BUYER_COUNTY BUYER_STATE year count DOSAGE_UNIT countyfips
----- ------------ ----------- ---- ----- ----------- ----------
17430 MONTGOMERY AR 2006 469 175390 5097
17431 MONTGOMERY AR 2007 597 241270 5097
17432 MONTGOMERY AR 2008 561 251760 5097
17433 MONTGOMERY AR 2009 554 244160 5097
Now lets delete rows from the annual
table that have missing county data. Check on these counties before and verify that the’ve been deleted afterwards. Also, we want to grab just three columns from the land
table, so let’s create a new one called land_area
. Also, the column there is called STCOU
, which we want to rename to coutyfips
. (I’m going to stop printing out the results of every step, so make sure you’re checking your work as you go.)
sqlite> delete from annual where BUYER_COUNTY = "NA"
sqlite> create table land_area as select Areaname, STCOU, LND110210D from land;
sqlite> alter table land_area rename column STCOU to countyfips;
Next we want to start joining the tables, so let’s left join our table and print out the counts to make sure we accounted correctly.

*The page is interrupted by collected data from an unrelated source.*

PR #8, opened 2022-08-25
feat(substreams-helper,erc20-price): price lib mvp

### LINKED ISSUE #7: substreams-helper: add price.rs
reference: https://github.com/0xbe1/price-rs

0xbe1:
I decide that price lib (price.rs) should depend on substreams, and it can only be used for substreams. Then we have a price module (erc20-price) that retrieves and caches all erc20 prices.

why? because substreams cannot run arbitrary rust lib. especially for contract calls, only eth_call in substreams-ethereum is supported

close #7


erc20-price/substreams.yaml
```diff
@@ -0,0 +1,27 @@
+specVersion: v0.1.0
```
this-username-is-taken, line 1: I thought you were going to make this a generic (non-substream) Rust crate?

substreams-helper/src/math.rs
```diff
@@ -26,17 +26,12 @@ pub fn decimal_from_hex_be_bytes(price_bytes: &Vec<u8>) -> BigDecimal {
         .with_prec(100);
 }
 
-pub fn exponent_to_big_decimal(decimals: &BigInt) -> BigDecimal {
+pub fn exponent_to_big_decimal(decimals: u8) -> BigDecimal {
```
this-username-is-taken, line 29: Why modify the old one? We probably want both

substreams-helper/src/price.rs
```diff
@@ -0,0 +1,52 @@
+use std::ops::Div;
+use std::str::FromStr;
+
+use bigdecimal::BigDecimal;
+use serde::Deserialize;
+use substreams::Hex;
+
+use crate::{math, rpc};
+
+pub enum Network {
```
this-username-is-taken, line 10: Should probably put shared enums in a separate module

substreams-helper/src/rpc.rs
```diff
@@ -0,0 +1,64 @@
...
+    let mut data = Vec::with_capacity(8 + args.len() * 32);
+    data.extend(method_sig);
+    for arg in args {
+        data.extend(vec![0u8].repeat(32 - arg.len()));
+        data.extend(arg);
+    }
+    return data;
+}
+
+// "name()" -> "06fdde03"
```
this-username-is-taken, line 27: Should change this to a documentation test: https://doc.rust-lang.org/rustdoc/write-documentation/documentation-tests.html#documentation-tests

substreams-helper/src/price.rs
```diff
@@ -0,0 +1,52 @@
...
+#[derive(Deserialize)]
+struct NetworkConfig {
+    yearn_lens_oracle: String,
+    usdc_decimals: u8,
+}
+
+pub fn get_price(network: Network, token_address: &str) -> Result<BigDecimal, String> {
+    let config = Config {
+        ethereum: NetworkConfig {
+            yearn_lens_oracle: "83d95e0d5f402511db06817aff3f9ea88224b030".to_string(),
```
this-username-is-taken, line 28: Should make all addresses into named constants and put them in a module

erc20-price/src/lib.rs
```diff
@@ -0,0 +1,17 @@
...
+
+use pb::erc20_price::Erc20Price;
+use substreams_helper::price;
+use substreams_helper::price::Network;
+
+mod pb;
+
+#[substreams::handlers::map]
+fn eth_price(block: eth::Block) -> Result<Erc20Price, substreams::errors::Error> {
+    let eth_price = price::get_price(Network::Ethereum, "c02aaa39b223fe8d0a0e5c4f27ead9083c756cc2").unwrap();
```
this-username-is-taken, line 12: same here

erc20-price/substreams.yaml
0xbe1: Not possible though, since all contract calls need to go through substreams-ethereum eth_call, otherwise it cannot run in substreams

substreams-helper/src/math.rs
0xbe1: Bc we are not calculating 10^bigint. The function is only for 10^token_decimals afaik

substreams-helper/src/price.rs
0xbe1: By a shared module do you mean something like types.rs? Not doing that because it is not shared yet, will move to a shared module when it has to

substreams-helper/src/rpc.rs
```diff
@@ -0,0 +1,64 @@
+use substreams::Hex;
+use substreams_ethereum::{pb::eth as ethpb, rpc};
+use tiny_keccak::{Hasher, Keccak};
+
+#[derive(Debug)]
+pub struct RpcCallParams {
+    pub to: Vec<u8>,
```
this-username-is-taken, line 7: Any particular reason that `to` is a byte array while `method` is a String? I think we should keep them consistent

substreams-helper/src/price.rs
0xbe1: How about putting all config like this in a toml file?

substreams-helper/src/price.rs
```diff
@@ -0,0 +1,52 @@
...
+pub enum Network {
+    Ethereum,
+}
+
+#[derive(Deserialize)]
+struct Config {
+    ethereum: NetworkConfig,
+}
+
+#[derive(Deserialize)]
```
this-username-is-taken, line 19: why does this need to be serializable?

substreams-helper/src/price.rs
```diff
@@ -0,0 +1,52 @@
...
+struct NetworkConfig {
```
this-username-is-taken, line 20: Can you add a comment on what a `NetworkConfig` encapsulates?

substreams-helper/src/rpc.rs
0xbe1: Because bytes are for machine while strings are for human. From a user perspective, it is easiest to just put a string for method name; while for contract address, user never have to manually input, that field, therefore I use bytes, which is more native to substreams

substreams-helper/src/price.rs
0xbe1: Gonna remove. It was there simply bc I used to read config from toml file. That way serializable is required

substreams-helper/src/math.rs
this-username-is-taken: I understand we are not using it here, but we might need to use it elsewhere. (This code snippet is copied from the Uniswap v3 substream and they use `BigInt` pretty extensively throughout their codebase)

substreams-helper/src/price.rs
this-username-is-taken: well this is an enum that we know for sure will be shared

substreams-helper/src/rpc.rs
0xbe1: should be in a separate PR to set up rustdoc ci

substreams-helper/src/rpc.rs
this-username-is-taken: should we change const addresses to byte arrays as well then? We should decide how we want to treat addresses and have it be consistent across the code base

substreams-helper/Cargo.toml
```diff
@@ -17,7 +17,12 @@ prost = "^0.11.0"
 num-bigint = "0.4"
 bigdecimal = "0.3"
 pad = "0.1"
+substreams = "~0.0.20"
 substreams-ethereum = "~0.2.0"
+serde_json = "1.0"
```
this-username-is-taken, line 22: I guess we can remove this as well now?

substreams-helper/src/math.rs
0xbe1: most of the time, `decimals` is from `decimals: u64` of `Erc20Token`.

- first of all, I feel it'd be better to just do `decimals: u8` - that's already 0-255, large enough for decimals
- with `exponent_to_big_decimal(decimals: u8)` we don't need to do the unit -> bigint conversion right?

but anyway if you want to keep both, I can keep both, but will that make someone misuse them?

substreams-helper/src/rpc.rs
0xbe1: good point, i end up using this:

```
const CONFIG: Config = Config {
    ethereum: NetworkConfig {
        yearn_lens_oracle: hex!("83d95e0d5f402511db06817aff3f9ea88224b030"),
        usdc_decimals: 6,
    },
};
```

`hex!("83d95e0d5f402511db06817aff3f9ea88224b030")` produces a byte array

substreams-helper/src/rpc.rs
this-username-is-taken: sounds good

substreams-helper/src/math.rs
this-username-is-taken: yeah, that sounds good. Let's keep decimals u8 then

this-username-is-taken:
Great work!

sqlite> create table county_info as select * from population left join land_area using(countyfips);
sqlite> select count(*) from land;
3198
sqlite> select count(*) from land_area;
3198
sqlite> select count(*) from county_info;
28265
sqlite> select count(*) from population;
Notes#
At this point, hopefully you have enough of a background to finish doing the example from Open Case Studies. I have to say, that working with SQL is pleasant, but I prefer python as a home base. In addition, after working with the data, I want to use plotting and analysis tools. In the next chapter, we’ll look at using python as a base language to interact with an sqlite database.